Issue #944, opened 2016-07-03
The *touch* feature is misleading with current artwork


WendyStarfall:
Some of the notifies in Themes, when using the Looks variant, were not correct and I'm removing the button for the *Touch* feature that @SatomiAhn wrote during the 3.8 phase but keep the logic intact as this is actually really cool and might come in handy for other developers who mess with our source. 

However, many assemblies have slightly larger touch parts now that cover most of the artwork, so this is not really useful unless the user wanted to tint or texture her invisible Storage or Animator cylinders.

PR #953, opened 2016-08-07
oc_themes.lsl - more optimisations

ghost:
#948

136, 137: remove unused variables

241: forgotten "Touch" in Elements menu

337-338: It saves up to 1 KB script memory

540: use constant "global_DeviceType" instead  g_sGlobalToken+"DeviceType"

### DIFF
--- a/src/collar/oc_themes.lsl
+++ b/src/collar/oc_themes.lsl
@@ -133,8 +133,8 @@ integer g_iStylesNotecardLine;
 integer g_iLeashParticle;
 integer g_iLooks;
 
-//string g_sSettingToken = "themes_";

• • •

# TASK GOAL
What is needed is an exact transcription of every entry.

# SOLUTION TO THE PROBLEM
Issue #944, opened 2016-07-03
The *touch* feature is misleading with current artwork


WendyStarfall:
Some of the notifies in Themes, when using the Looks variant, were not correct and I'm removing the button for the *Touch* feature that @SatomiAhn wrote during the 3.8 phase but keep the logic intact as this is actually really cool and might come in handy for other developers who mess with our source. 

However, many assemblies have slightly larger touch parts now that cover most of the artwork, so this is not really useful unless the user wanted to tint or texture her invisible Storage or Animator cylinders.

PR #953, opened 2016-08-07
oc_themes.lsl - more optimisations

ghost:
#948

136, 137: remove unused variables

241: forgotten "Touch" in Elements menu

337-338: It saves up to 1 KB script memory

540: use constant "global_DeviceType" instead  g_sGlobalToken+"DeviceType"

### DIFF
--- a/src/collar/oc_themes.lsl
+++ b/src/collar/oc_themes.lsl
@@ -133,8 +133,8 @@ integer g_iStylesNotecardLine;
 integer g_iLeashParticle;
 integer g_iLooks;
 
-//string g_sSettingToken = "themes_";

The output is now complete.